A two-step model for Langerhans cell migration to skin-draining LN

Abstract

Although the role of Langerhans cells (LC) in skin immune responses is still a matter of debate, it is known that LC require the chemokine receptor CCR7 for migrating to skin-draining LN. A report in the current issue of the European Journal of Immunology unfolds some of the intricacies of LC migration, showing that LC need CXCR4, but not CCR7, for their migration from the epidermis to the dermis. Thus, LC migration to skin-draining LN occurs in two distinct phases: a first step from the epidermis to the dermis regulated by CXCR4 and a second CCR7-dependent step from the dermis to LN. Here we discuss the potential implications of this new two-step LC migration paradigm.

Figure 1

Two-step Langerhans cell migration to LN. Dermal DC (dDC, EpCAM⁻ and either Langerin⁺ or Langerin⁻) constitutively migrate to the LN in a process dependent on CCR7 and its ligands CCL19 and CCL21-leu (leucine isoform of CCL21), which are expressed by lymphatic endothelial cells.

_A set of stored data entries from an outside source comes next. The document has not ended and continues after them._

PR #53450, opened 2024-01-07
[FrameworkBundle] deprecate not passing a build dir when warming up the router cache

xabbuh:
| Q             | A
| ------------- | ---
| Branch?       | 7.1
| Bug fix?      | no
| New feature?  | no
| Deprecations? | yes
| Issues        | 
| License       | MIT

If I don't miss anything, #52962 went a bit too far introducing a BC break of the current behaviour if no build dir is passed to the `warmUp()` method.

### DIFF
--- a/UPGRADE-7.1.md
+++ b/UPGRADE-7.1.md
@@ -9,6 +9,7 @@ Cache
 FrameworkBundle
 ---------------
 
+ * Deprecate not passing a build dir to `RouterCacheWarmer::warmUp()` and `Router::warmUp()`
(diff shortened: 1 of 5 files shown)


nicolas-grekas:
Did you encounter any real world issue on the topic?
Because passing null is an expected case: when cache:warmup is called, there is no buildDir to pass because it's too late to write there.

xabbuh:
After discussing with Nicolas I close here for now. All these classes are wired by the FrameworkBundle so the changes will probably have no real affect to users of the classes.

On the other hand, during steady-state non-inflammatory conditions, immature Langerhans cells (iLC, Langerin⁺EpCAM⁺) do not express CXCR4 or CCR7 and remain mostly restricted to the epidermal compartment (left panel). Upon exposure to inflammatory agents (e.g. haptens), iLC undergo maturation and upregulate CXCR4, whose ligand CXCL12 is also increased in the dermis during inflammation (right panel). CXCR4 expression allows maturing LC (mLC, Langerin⁺EpCAM⁺) to cross the dermo-epidermal junction and reach the dermis (first step). In the dermis, mLC acquire high levels of CCR7, endowing these cells with the capacity to migrate to skin-draining LN (second step). It is also possible that mLC functionally interact with dDC during their time in the dermis.